(Beginning of LISTED ENTRIES)

PR #76, opened 2018-06-13
SONARSLANG-11  Rule: String literals should not be duplicated

christophe-zurn-sonarsource:


slang-checks/src/test/resources/com/sonarsource/slang/checks/StringLiteralDuplicated.threshold_4.slang
```diff
@@ -0,0 +1,31 @@
+x = "string literal1"                           // Compliant - only appears 3 times which is less than the custom threshold of 4
```
pynicolas: I would prefer that this file does not mostly duplicate StringLiteralDuplicated.slang.
I think it should only be used to test the threshold.

sonar-slang-plugin/src/main/resources/org/sonar/l10n/kotlin/rules/kotlin/S1192.json
```diff
@@ -0,0 +1,18 @@
+{
+  "title": "String literals should not be duplicated",
+  "type": "CODE_SMELL",
+  "status": "ready",
+  "remediation": {
+    "func": "Linear with offset",
+    "linearDesc": "per duplicate instance",
+    "linearOffset": "2min",
+    "linearFactor": "2min"
```
pynicolas: That's not consistent with the issues we create: we should report a "gap" which will be used to compute the issue debt.

PR #77, opened 2018-06-14
SONARSLANG-7 Rule: Two branches in a conditional structure should not…

pynicolas:
… have exactly the same implementation


slang-checks/src/test/resources/com/sonarsource/slang/checks/DuplicateBranch.slang
```diff
@@ -0,0 +1,75 @@
...
+    foo;
+  } else {
+    foo;
+    foo;
+  }
+
+  if (x) {
+    foo;
+    foo;
+  } else if (y) { // Noncompliant {{This branch's code block is the same as the block for the branch on line 22.}}
```
andrea-guarino-sonarsource: Could you please add a location check on one of those noncompliant example?

pynicolas: Done in 2e5ddad.

PR #78, opened 2018-06-14
SONARSLANG-8 Rule: no nested match

andrea-guarino-sonarsource:


slang-api/src/test/java/com/sonarsource/slang/impl/MatchTreeImplTest.java
```diff
@@ -35,7 +36,8 @@ public void test() {
     TreeMetaData meta = null;
     Tree expression = new IdentifierTreeImpl(null, "x");
     MatchCaseTree case1 = new MatchCaseTreeImpl(null, null, new LiteralTreeImpl(meta, "42"));
-    MatchTree tree = new MatchTreeImpl(meta, expression, Collections.singletonList(case1));
+    Token keywordToken = new TokenImpl(new TextRangeImpl(1,0,1,20), "match", true);
+    MatchTree tree = new MatchTreeImpl(meta, expression, Collections.singletonList(case1), keywordToken);
     assertThat(tree.children()).containsExactly(expression, case1);
     assertThat(tree.expression()).isEqualTo(expression);
     assertThat(tree.cases()).containsExactly(case1);
```
christophe-zurn-sonarsource: just for completeness sake, we could add an assert on keyword in this unit test too

slang-checks/src/main/java/com/sonarsource/slang/checks/NestedMatchCheck.java
```diff
@@ -0,0 +1,54 @@
...
+          ctx.reportIssue(match.keyword().textRange(), MessageFormat.format(MESSAGE, match.keyword().text()));
+        }
+      ));
+  }
+
+  private static Optional<Tree> getNestedMatchTrees(MatchCaseTree matchCaseTree) {
+    return matchCaseTree
+      .descendants()
+      .filter(node -> node instanceof MatchTree)
+      .findFirst();
```
christophe-zurn-sonarsource: I would return all nested `MatchTree` descendants instead of only the first one, then you could use `flatMap` and `distinct` on the returned stream to get single `MatchTree` for each violation.
Otherwise we might miss issue in the following case
```
when(x) {
  1 -> {
    when(y) { // OK -> issue raised correctly
      ...
    }
    when(z) { // KO -> no issue raised here
      ...
    }
  }
}
```

sonar-slang-plugin/src/main/resources/org/sonar/l10n/kotlin/rules/kotlin/S1821.html
```diff
@@ -0,0 +1,34 @@
+<p>Nested <code>switch</code> structures are difficult to understand because you can easily confuse the cases of an inner <code>switch</code> as
```
christophe-zurn-sonarsource: You should also update description in Kotlin RSPEC subtask (`switch` -> `when`)

sonar-slang-plugin/src/main/resources/org/sonar/l10n/kotlin/rules/kotlin/S1821.json
```diff
@@ -0,0 +1,16 @@
+{
+  "title": "\"switch\" statements should not be nested",
```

(End of LISTED ENTRIES)

Compute the number of lines above that contain the string "opened". Reply with that value only.

3